Page 1 of 1

Datastage Job performance

Posted: Tue Mar 31, 2015 11:45 pm
by adi_2_chaos
Hi All,

There is a datastage job we are using to fetch records from a source DB by using Teradata Connector stage (Bulk mode, invoking the Fast Export) and write it to a dataset - the volume is close to 32 million records (fetching data close to 25 GB) and the job takes close to 1 hour and 15 minutes daily. When I see the explain plan, the approximate time shown is less than a minute.

I also tried to run the query via Bteq on the unix command line - the query took less than 3 minutes to execute; but while writing to the data file, it took close to 6 hours for completion.
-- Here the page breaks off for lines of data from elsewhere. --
PR #2273, opened 2025-07-02
fix(node): fix continuing event stream from init state

mlegner:
## Description

There are some problems with the `continue_event_stream` and the `EventProcessor::events` functions:

The event_stream returned by the continue_event_stream function always uses the lower of the provided event cursors, and does not necessarily match the returned `actual_event_index`. Then, in the `process_events` function, the returned event stream is zipped with an index stream which starts at the returned `actual_event_index`, so there can be a mismatch.

Furthermore, the `events` function doesn't work correctly when there aren't any events at the provided index: It doesn't check whether the events it polls from the event store actually match the expected index and updating the index doesn't work properly as a result.

What can happen in a node that has empty `events` and `event_blob_writer` DBs is that the event stream is started at index 0 (because that is the `event_blob_writer_cursor`), while the index stream is started at the "repositioned" index. The events function then keeps polling the events store with a low starting index (0, 1000, 2000, ...) such that always the same events (the first ones in the incomplete history) are returned and included in the stream.

This commit fixes the problems as follows:

- Modify the `continue_event_stream` function to return an event stream matching the returned event cursor.
- Add a consistency check in the `events` function which aborts when there is an index mismatch. (This should not actually be triggered, it is just a safeguard against further bugs.)

## Test plan

- [ ] Test on PTN.
- [ ] Add a simtest.

---

## Release notes

- [x] Storage node: Fixes an issue that can occur when a node starts with deleted `events` and `event_blob_writer` DBs.


mlegner:
@halfprice I was able to test the fix on PTN. The simtests are failing because of a timeout, but I don't think this is related to these changes: It has been [happening](https://github.com/MystenLabs/walrus/actions/runs/16018751331/job/45190545732) on `main` already since merging #2259.

crates/walrus-service/src/node/system_events.rs
```diff
@@ -292,9 +292,24 @@ impl SystemEventProvider for EventProcessor {
...
+                if n_events > 0 {
+                    let last_event_index = events
+                        .last()
+                        .expect("we just checked that events is not empty")
+                        .index;
+                    assert!(
+                        last_event_index == next_element_index - 1,
+                        "event index inconsistency in event store",
+                    );
+                };
```
liquid-helium, line 317: Question: So if the caller is requesting events that does not exist, this will check fail? Can we add this to the doc string of this function?

crates/walrus-service/src/node/system_events.rs
```diff
@@ -292,9 +292,24 @@ impl SystemEventProvider for EventProcessor {
                     .poll(element_index)
                     .inspect_err(|error| tracing::error!(?error, "failed to poll event stream"))
                     .ok()?;
+
                 // Update the index such that the next future continues the sequence.
                 let n_events = u64::try_from(events.len()).expect("number of events is within u64");
-                Some((stream::iter(events), (interval, element_index + n_events)))
+                let next_element_index = element_index + n_events;
```
halfprice, line 307: Nit/Suggestion: just to make this function more robust, should we do something like

`next_element_index = events.last().index+1`? And not rely on the `+ n_events` math?

And then the below check can become something like

```
assert_eq!(events.last().index - events.first().index == n_events);
```

to check the continuity of the event index.

Right now, the poll() function requires the input `cursor` must exist in the event table, which becomes the caller's responsibility. But if we can provide something like poll(index), and the stream returns events from the first events after index, maybe easier to use.

If the current code is preferred, I'd suggest we document that the `events(cursor)` call requires cursor must exist in the event db in the function doc.

crates/walrus-service/src/node.rs
```diff
@@ -976,11 +1007,11 @@ impl StorageNode {
             Some(factory) => Some(factory.create().await?),
             None => None,
         };
-        let (event_stream, next_event_index) = self
+        let (event_stream, event_cursor) = self
```
halfprice, line 1010: Nit: since we are returning the full event_cursor now, maybe add a log entry to print it out. Maybe helpful for future debugging.

halfprice (approved):
Amazing work @mlegner ! Thanks for the debugging and the fix! This LGTM and I'll try to create a test to manifest this issue and test the issue.

crates/walrus-service/src/node/system_events.rs
mlegner: Good point, I added some information to the docstring. 👍

crates/walrus-service/src/node.rs
mlegner: Sounds good. I have a few log entries inside the `continue_event_stream` function, but I added one more here.

crates/walrus-service/src/node/system_events.rs
mlegner: I already have a check that the range of events is contiguous:
```rust
                if n_events > 0 {
                    let last_event_index = events
                        .last()
                        .expect("we just checked that events is not empty")
                        .index;
                    assert!(
                        last_event_index == next_element_index - 1,
                        "event index inconsistency in event store",
                    );
                };
```
This is essentially what you suggested, right?

I also added the expectation and possible panic to the function's docstring as suggested by @liquid-helium [above](https://github.com/MystenLabs/walrus/pull/2273#discussion_r2181035896).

I even tried enabling Parallel Sync while setting the max sessions as 6, but it hasnt shown any considerable improvement either.

So, if I can take a guess, query is working considerably well. What needs to be looked into is how the writing of data can be optimized.

Is there a way how this job can be further optimized?

With best regards
Sriram

Posted: Wed Apr 01, 2015 6:02 am
by Mike
I don't think there is much you can accomplish with the job design... it sounds like you're already taking advantage of the connector's bulk read capability.

An investment in faster network and faster disk might be necessary...

Mike

Posted: Wed Apr 01, 2015 7:36 am
by AshishDevassy
Whats the throughput that you see with your current design.

Posted: Wed Apr 01, 2015 7:56 am
by PaulVL
Clone the job and replace the dataset with a peek stage. Look at the performance and compare to the orriginal where you write to disk. That will at least indicate if it's your disk access that is your bottleneck and not the TD + Network.

Posted: Wed Apr 01, 2015 8:00 am
by qt_ky
In the job that writes to the Data Set stage, experiment with using different numbers of nodes in the config file. How many nodes is it currently running on?

You may also want to check with your server administrator and/or storage team, if you have one. Find out exactly how slow those disks are writing.